Decisiones, las tomamos todo el tiempo. Sencillas, complejas, seguras, riesgosas, no podemos evitarlas. Y detrás de ellas acechan ciertos enemigos a los que es preciso conocer para poder combatirlos exitósamente.
- La oposición. Ocurre cuando una persona plantea la toma de decisiones como una lucha entre dos puntos de vista y opta por el que ella defiende, sólo porque es el suyo, aunque no sea el mejor.
- La inercia. Consiste en dejar las cosas como están para, de este modo, no tener que enfrentarse con una decisión.
- La rapidez. Normalmente, no se puede correr cuando se decide una cosa, sobre todo si ésta resulta de gran importancia. Las urgencias multiplican el riesgo de optar por una opción errónea o poco satisfactoria.

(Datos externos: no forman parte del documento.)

PR #2676, opened 2026-07-15
Fix Go process instrumentation ~regression

paweljw:
## Summary

Fix two process-discovery issues that can combine to terminate OBI while inspecting short-lived child processes:

1. A child process that did not directly match discovery criteria could inherit its tracked parent’s match
2. (Actual root cause) One such deleted executable reported `unknown` as its Go build version.

(2) caused OBI to `panic`, and my attempts to exclude the offending executable to avoid that uncovered (1). Hence the two separate safeguards. In my eyes this is regression-like, the panic didn't occur under OBI v0.7.1 - not adding support for any new versions.

Added tests cover:

 - An excluded child of a matched parent is not emitted for instrumentation.
 - Valid Go versions still load module-data offsets.
 - An unknown Go version returns an error without panicking.

Let me know if more tests, splitting this into two PRs, or providing a full repro is desired. 🙏 

## Validation

### DIFF
--- a/pkg/appolly/discover/matcher.go
+++ b/pkg/appolly/discover/matcher.go
@@ -183,7 +183,7 @@ func (m *Matcher) filterCreated(obj ProcessAttrs) (Event[ProcessMatch], bool) {
 	}
 
 	// We didn't match the process, but let's see if the parent PID is tracked, it might be the child hasn't opened the port yet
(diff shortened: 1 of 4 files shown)


mmat11 (approved):
lgtm!

grcevski (approved):
LGTM! Thanks for making this fix.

- El reduccionismo. A veces, se tiende a reducir un determinado problema a uno sólo de sus componentes, de forma que la decisión estará condicionada por este planteamiento inicial erróneo.

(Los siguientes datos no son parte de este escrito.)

PR #2677, opened 2026-07-15
sql: fix span names to better follow semconv

mmat11:
## Summary

Span names now follow the [semconv database span naming rules](https://opentelemetry.io/docs/specs/semconv/db/database-spans/#name):
`db.query.summary` (`{op} {target1} {target2} ...`, space-separated, 255-char cap) when the query has targets,
otherwise `{db.operation.name} {target}` with target = collection, then namespace.

| Query | Span name (before) | Span name (after) |
|---|---|---|
| `SELECT * FROM users` | `SELECT users` | `SELECT users` |
| `SELECT ... FROM "public"."Users"` (quoted identifiers: Prisma, EF, Django) | `SELECT public` ❌ table name lost | `SELECT public.Users` |
| `SELECT ... FROM "public"."User" u JOIN "public"."Order" o JOIN ...` | `SELECT public,public,public,public` ❌ | `SELECT public.User public.Order ...` |
| `SELECT t.id FROM ACCESS_TOKENS t, SECURITY_POLICIES sp` | `SELECT ACCESS_TOKENS,SECURITY_POLICIES` | `SELECT ACCESS_TOKENS SECURITY_POLICIES` |
| `SELECT ... FROM users a JOIN users b` (self-join) | `SELECT users,users` | `SELECT users` |
| `INSERT INTO t1 (...) SELECT ... FROM t2` | `INSERT t1` | `INSERT t1 t2` |
| `SELECT 1` (Postgres, database known from startup message) | `SELECT` | `SELECT mydb` |
| `BEGIN` | `BEGIN` | `BEGIN` |

## `db.collection.name`: before / after

Per semconv, `db.collection.name` is only captured "if a database call is performed on a single collection".

| Query | `db.collection.name` (before) | `db.collection.name` (after) |
|---|---|---|
| `SELECT * FROM users` | `users` | `users` |
| `SELECT ... FROM "public"."Users"` | `public` ❌ | `public.Users` |
| `SELECT ... FROM t1 JOIN t2` | `t1,t2` ❌ not a real collection name | *(not set)* |
| self-join `users a JOIN users b` | `users,users` ❌ | `users` |

Multi-table information is not lost: it moves to the span name (query summary) and remains in `db.query.text`.

## Validation


grcevski (approved):
LGTM! Sweet!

- El egoísmo. Hay personas que de forma repetida actúan pensando exclusivamente en sí mismas. No consideran las consecuencias de sus acciones, ni valoran cómo estas pueden afectar a las personas que las rodean.
- El aplazamiento. La peor manera de encarar una decisión es la evasión: el hábito de posponerla indefinidamente. En estos casos, en lugar de pensar en las alternativas del problema, se pierde tiempo en justificar la dilación.
- La ceguera. A veces es porque no podemos o es imposible acceder a ella, y otras porque nos despreocupamos de conseguirla. Lo cierto es que la falta de información limita nuestra capacidad para desembocar en la mejor opción.
- La traslación. Postura tan cómoda como peligrosa que se presenta cuando una persona pone en manos de otra la facultad de decisión sobre un asunto que atañe directamente a quien delega.
- La inmediatez. Muchas decisiones tienen consecuencias a mediano o largo plazo. No tener en cuenta este particular puede convertir a una aparente buena decisión en una catástrofe.